I haven’t purchased any poker training in NLHE or OHL, and I’m not familiar with the resource you’re asking about. Reddit tells me Mastermind is created by JNandez; there was some controversy about whether or not he’s been scummy, but he’s never been in doubt as one of the world experts in PLO theory. So hard to imagine it’s not a solid resource.

Evidently, per Reddit, the course is mostly (exclusively?) helping you learn preflop ranges by position, which should be highly valuable. Redditors note that the postflop instruction is mostly HU which can be limiting as in reality, you’ll often reach the flop multiway and these spots can be harder to evaluate with a solver/less realistic (people don’t play like the computer does at equilibrium, so while GTO is never “losing” long run, non-GTO exploits may be even more profitable in many spots).
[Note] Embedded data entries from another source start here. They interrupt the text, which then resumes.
Issue #1661, opened 2017-06-30
Need <surplus> in <subst>


cmm2209:
I have a manuscript in which the scribe abandons a word partway through (without indicating it should be deleted) when there's an error, and then writes the correct word immediately after.  It would be great to have the surplus element be available within the subst element.

lb42:
I am not sure I understand this. A subst element is defined as combining something signalled as a deletion with something signalled as an addition. What you seem to be describing is something that you think should be deleted but which is not signalled as such -- which is what surplus is for. Why not just use surplus (as in the example in the Glines)?

hcayless:
Because the correction is there. The error has been abandoned, but not erased. The implication is that the two are connected, as a deletion and correction are, but there's no deletion.

lb42:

And yeah the aforementioned stealing tactic will be less successful in OHL as players feel more comfortable seeing the flop with pretty much anything. I still do fine bullying weak/passive players, but you may have to work a bit harder to establish that you’re gonna be a pain in the neck post-flop if they put up resistance. Eventually their spirit breaks and they just fold 80% of their range to your raises preflop :smiley:

But I definitely think Omaha, in all its variants, tends to involve more postflop navigation (though players definitely overdo this and overlook the importance of still playing proper ranges pre)

Oh, and specifically for OHL, a really simple and effective tactic is anytime you have the nut hi OR not lo, take the most aggressive line possible. Check-raise all in; open-shove 3x the pot, whatever—just apply max pressure however seems most pressure-y in the moment. Force your opponent to a decision for all their chips as to whether they’re gonna chop, get quartered, or get scooped. Worst case they call and you chop.

Yes sometimes multi-way this will backfire and you will quarter yourself, but for the most part it’s a very +EV play.

But definitely just learning the proper preflop ranges will make you instantly profitable here and probably a mild winner in low-stakes live cash OHL games without doing anything else. You can shove for 50bb pre with AA25 double-suited and get called by K953; it’s wild lol

I bought one of Nandez’s books and it’s next on the list. I have to review the last one I finished (a 1992 book I’m sure people would laugh at but it has what seems like lots of good poker strategy meta advice - both 7 card stud and OHL - Ray Zee High-Low-Split Poker).

As to the site and the trainer, I later got to the subscription part where it’s $200/month. So I’ll pass since I have no desire to play in cash games much (maybe a cruise or going to Vegas to visit family). But I really want to find a OHL trainer to play through a lot of hands fast and get immediate statistical feedback like I did for backgammon (I know there are many more degrees of freedom in OHL so I may be naive. But with computing power, the product should be there.)

Finally, yes. OHL is a game of nuts. As you pointed out nuts can be quartered. But from Zee’s book and my limited experience, hi nuts are usually worth all in but low nuts not so much. Most people draw to lows on this site since they are easier to see and thus others are more likely to have the low nuts (plus lows are only a simple series whereas Highs are much more varied as they involve suits and pairs /trips so less likely to be quartered). So Zee actually says he would sometimes throw out nut lows or nut low draws with too many people in the pot.

A thing about OHL is that while you may have the nuts on the flop, that can change often on the turn or river. I imagine that is true on hold-em too but less so given the additional cards in OHL as well as hi & low. So that makes extracting equity challenging as too high a raise gets people out but too low leaves them in for the draw. I’ve made a mess of that aspect a bunch of times.

Anyway back to OP, I usually risk all my chips only with nut highs or I’m pretty sure I have a good high and the villain is going low. (But you never know for sure since people deceive in poker - gasp.)

I agree on pre-flop strength, there are quick estimates which can be done which I use (pairs, suited, low cards, face cards, ect).